Start Simple

Question-based prompts are the best to start with. Extruct AI is finetuned to automatically determine what actions to take to fulfill your request.

Prompt examples:

  • What are the recent news associated with company X?
  • Find careers page URL of company X
  • What is the mission statement of company X?

Provide “How” Instructions

Some questions are easier to answer than others.

For example, What is the number of employees in company X? is more straightforward than What is the company X policy against web scraping?

When you are not satisfied with the quality of results, consider instructing Extruct on “how” to find the answer:

  • What search queries to search
  • What website pages to visit
  • What information to ignore

The example above can be improved into:

What is company X policy against web scraping?
Visit the company website and navigate to the "Terms of Service" page to find the answer.

Split Complex Prompts

AI Agents and LLMs often struggle with complex instructions. Thus, we suggest you split your complex task into many smaller ones.

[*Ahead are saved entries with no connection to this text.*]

PR #8016, opened 2024-09-26
e2e: Disable WebKit runner due to internal bug in WebKit

p12tic:
WebKit contains a race condition that occurs under certain conditions.

https://bugs.webkit.org/show_bug.cgi?id=280366

It so happens that Buildbot internal CI which runs under gvisor manages to reproduce the issue quite often.

There exists a pull request that should address the issue.

https://github.com/WebKit/WebKit/pull/34268

For the time being the browser is disabled. It can be re-enabled once the fix lands into a version of WebKit distributed by Playwright.

### DIFF
--- a/e2e/playwright.config.ts
+++ b/e2e/playwright.config.ts
@@ -40,10 +40,14 @@ export default defineConfig({
       use: { ...devices['Desktop Firefox'] },
     },
 
-    {
+    // Webkit is disabled due to an internal bug that occurs when tests are run under gvisor.
+    // https://bugs.webkit.org/show_bug.cgi?id=280366.
+    // https://github.com/WebKit/WebKit/pull/34268 should fix it, once it's in WebKit version
+    // used by playwright, webkit can be re-enabled.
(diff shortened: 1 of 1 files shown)


e2e/playwright.config.ts
```diff
@@ -40,10 +40,14 @@ export default defineConfig({
...
     },
 
-    {
+    // Webkit is disabled due to an internal bug that occurs when tests are run under gvisor.
+    // https://bugs.webkit.org/show_bug.cgi?id=280366.
+    // https://github.com/WebKit/WebKit/pull/34268 should fix it, once it's in WebKit version
+    // used by playwright, webkit can be re-enabled.
+    /*{
       name: 'webkit',
       use: { ...devices['Desktop Safari'] },
```
mcatanzaro, line 49: BTW this WebKitGTK bug does not affect Safari (the code is not compiled at all), so I suspect the test name is misleading... but perhaps you already know this.

PR #8039, opened 2024-09-29
Ruff: apply assert-raises-exception lint

Mic92:
see https://docs.astral.sh/ruff/rules/assert-raises-exception/#assert-raises-exception-b017


master/buildbot/test/unit/util/test_git.py
```diff
@@ -155,7 +155,8 @@ def test_throws_when_wrapper_not_given(self):
 
         command = []
         env = {}
-        with self.assertRaises(Exception):
+        with self.assertRaises(RuntimeError):
+            self.setupGit()
```
Mic92, line 159: Found one bug in the test suite while doing this.

p12tic:
Thanks!

PR #8040, opened 2024-09-29
ruff: apply rule useless-expression (B018)

Mic92:
See https://docs.astral.sh/ruff/rules/useless-expression

### DIFF
--- a/master/buildbot/config/master.py
+++ b/master/buildbot/config/master.py
@@ -377,7 +377,7 @@ class MasterConfig(util.ComparableMixin):
             try:
                 import lz4  # pylint: disable=import-outside-toplevel
 
-                [lz4]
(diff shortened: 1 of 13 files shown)


master/buildbot/config/master.py
```diff
@@ -397,7 +397,7 @@ def copy_str_or_callable_param(name):
             try:
                 import brotli  # pylint: disable=import-outside-toplevel
 
-                [brotli]
+                _ = brotli
```
Mic92, line 400: Also my lsp recognizes this better as an unused value. Also looks less weird to me as a reader. First time seeing this it looked like SyntaxError. Also doesn't allocate a list.

p12tic (approved):

PR #8041, opened 2024-09-29
ruff: apply rule cached-instance-method (B019)

Mic92:
See https://docs.astral.sh/ruff/rules/cached-instance-method

### DIFF
--- a/master/buildbot/data/base.py
+++ b/master/buildbot/data/base.py
@@ -72,7 +72,7 @@ class ResourceType:
             pathPatterns[i] = pp
         self.eventPaths = pathPatterns
 
-    @functools.lru_cache(1)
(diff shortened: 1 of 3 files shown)


master/buildbot/data/base.py
```diff
@@ -72,7 +72,7 @@ def compileEventPathPatterns(self):
             pathPatterns[i] = pp
         self.eventPaths = pathPatterns
 
-    @functools.lru_cache(1)
+    @functools.lru_cache(1)  # noqa: B019
```
Mic92, line 75: I looked at the cases and given there is not an unbound number of instances, this memory leak is fine. But in general people should be aware of this issue and review if their usage is acceptable.

PR #8042, opened 2024-09-29
ruff: apply rule B020 + B023 

Mic92:


master/buildbot/spec/indent.py
```diff
@@ -5,7 +5,9 @@
 import sys
 
 spaces = re.compile("^ +")
-for fn in sys.argv[1:]:
+
+
+def indent_file(fn: str) -> None:
     lines = []
```
Mic92, line 11: Moving this into a function makes this a local variable instead of a loop variable.

Mic92: Also everything is now type checked.

p12tic (approved):

PR #8045, opened 2024-09-29
ruff: apply rule B904 and add bugbear rules to ci check

Mic92:


worker/buildbot_worker/scripts/create_worker.py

For example, to find & analyze job openings in a company, instead of putting everything into a single task, consider splitting it like this:

  1. Find the careers page URL.
  2. Find job postings on the careers page found in Step 1.
  3. Find job postings of a company on LinkedIn (e.g. using site:linkedin.com/jobs/view intitle:<company name> filter)
  4. Analyse job postings from Step 2 and Step 3.

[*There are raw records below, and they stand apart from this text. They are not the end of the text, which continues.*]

PR #8073, opened 2024-10-02
www: fix ChoiceStringParameter when required and no default value

terencehonles:
This change fixes a regression where a ``ChoiceStringParameter`` requires a user selected value (required, but no default value), but the force build form incorrectly displays the first choice as being selected and does not submit it to the backend which causes a validation error.

## Contributor Checklist:

### DIFF
--- a/newsfragments/www-forcefield-choicestring-no-default.bugfix
+++ b/newsfragments/www-forcefield-choicestring-no-default.bugfix
@@ -1,0 +1,4 @@
+Fixes a regression where a ``ChoiceStringParameter`` requires a user selected
+value (no default value), but the force build form incorrectly displays the
+first choice as being selected and does not submit it to the backend which
+causes a validation error.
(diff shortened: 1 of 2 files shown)


terencehonles:
In case this needs to be backported, this is what I used (and tested):

```diff
diff --git a/www/react-base/src/components/ForceBuildModal/Fields/FieldChoiceString.tsx b/www/react-base/src/components/ForceBuildModal/Fields/FieldChoiceString.tsx
index f6896218a..e64194b4d 100644
--- a/www/react-base/src/components/ForceBuildModal/Fields/FieldChoiceString.tsx
+++ b/www/react-base/src/components/ForceBuildModal/Fields/FieldChoiceString.tsx
@@ -52,6 +52,10 @@ export const FieldChoiceString = observer(({field, fieldsState}: FieldChoiceStri
         <Form.Control data-bb-test-id={`force-field-${field.fullName}`}
                       as="select" multiple={field.multiple} value={state.value}
                       onChange={onChange}>
+          {!field.multiple && !field.default && !field.choices.includes(field.default)
+            ? <option>Select an option</option>
+            : <></>
+          }
           {field.choices.map(choice => (<option key={`force-field-${field.fullName}-option-${choice}`}>{choice}</option>))}
         </Form.Control>
         { !field.strict && !field.multiple
```

p12tic (approved):

PR #8049, opened 2024-09-29
ruff: enable RUF lints

Mic92:
https://docs.astral.sh/ruff/rules/#ruff-specific-rules-ruf

Depends on https://github.com/buildbot/buildbot/pull/8045

PR #8078, opened 2024-10-05
[WIP] replace defer.inlineCallbacks with async/await [part 1]

Mic92:
Depends on https://github.com/buildbot/buildbot/pull/8049


Mic92:
Depends on https://github.com/buildbot/buildbot/pull/8049

p12tic:
There are several challenges with converting defer.inlineCallbacks to async/await:
 - It cannot be easily done incrementally in Buildbot codebase. I would be really unhappy if a bug is bisected to async/await change and it's single 1000-line commit instead of multiple commits that can be bisected further.
 - It changes the API exposed to users. I expect that most users would just yield the returned deferreds in their inlineCallbacks decorated functions. Unfortunately before Twisted 24.7.0 a inlineCallbacks couldn't yield a coroutine. Even if this is solved coroutine still hasn't the member functions of a Deferred.
 
 My plan was to wait until dust created by the 4.0 release settles. Then the solution would be something like this:
  - A decorator that would return a subclass of Deferred that would raise deprecation warnings if addCallbacks or other member functions are called.
  - The decorator would be applied to all documented public APIs
  - The rest of code would be changed to async/await.

Mic92:
Sounds good. 
I went ahead and automated step 3 "The rest of code would be changed to async/await.".
This works for the majority of the code base using redbaron. But I had some syntax parsing issues for a small number of files, which I now manually formatted.
After that I created 1 commit per changed file.

p12tic:
@Mic92 I think one place where we could already replace inlineCallbacks with async/await is all tests. Note that buildbot/master/buildbot/test/reactor.py and buildbot/master/buildbot/test/steps.py are exposed to end users and should not be changed just yet.

Maybe this will make unit tests a little bit faster and increase developer productivity a bit.

Mic92:
I think I want to unlock more typing first before doing scary async refactorings.

PR #8080, opened 2024-10-06
ruff: apply rule RUF015

Mic92:


p12tic (approved):
Ugh, I feel the old version is more readable. However, seems that this is Python standard now, so I will need to adapt..

PR #8081, opened 2024-10-06
ruff: apply rule RUF017

Mic92:


p12tic (changes requested):
Old version is more readable in this particular case.

PR #8085, opened 2024-10-06
ruff: apply rule RUF100

Mic92:


www/nestedexample/buildbot_nestedexample/__init__.py
```diff
@@ -1,3 +1,6 @@
+import functools
```
p12tic, line 1: Seems like unnecessary change

Mic92: Could be an artifact of taking commits apart.

Mic92: fixed.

LLMs and autonomous AI agents are rapidly evolving areas of research. The Extruct AI team continuously monitors the best industry practices and cutting-edge research. We believe that AI agents will become increasingly autonomous in a few years as their planning and reasoning capabilities improve.

Customize Output Format

You can directly specify a custom format to the =EXTRUCT() function in the prompt. We usually add it at the end of the prompt. For example, here is the formatting instructions we use for c_key_people Prebuilt Agent:

...main prompt...

Output Format: plaintext bulleted list of key people. For every person, print the person's name,
position at the company, and LinkedIn profile (if available) in a format
'- <person name>, <position>: <linkedin profile>'. Avoid any additional commentary or narrative introduction.

Company Context: {input}

Leverage Site Filters

To ask the Agent to search specific websites, tell it to leverage site: filter. Here is an example from c_linkedin Prebuilt Agent:

Given the company context, find its LinkedIn profile URL (if it exists). Search internet with
'site:linkedin.com/company' filter. Make sure the profile found belongs to the company provided.
(e.g. matches by company name / website / other context). If you are not sure, output is Not Found.

Company context: {input}

Master Concatenation (&)

Do not forget spaces before and after the concatenation operator &. It won’t matter in most cases as the Agent is intelligent enough to understand the question. But it’s a good hygiene practice that might improve the quality of results at no cost.

Bad:

=EXTRUCT("Find the website of the company" & A1 & "visit the website and summarize the landing page")

Good:

=EXTRUCT("Find the website of the company " & A1 & ". Visit the website and summarize the landing page")

Minimize Narrative Introduction

Instruction-tuned LLMs are often trained to repeat the question in the answer, resulting in narrative introductory comments, like Here is a business model description of a company:.

To minimize this effect, we usually use one of these prompt additions:

  • Print <data you're looking for> only, nothing else.
  • Avoid any additional commentary or narrative introduction.
  • Output <data you're looking for> without any additional commentary.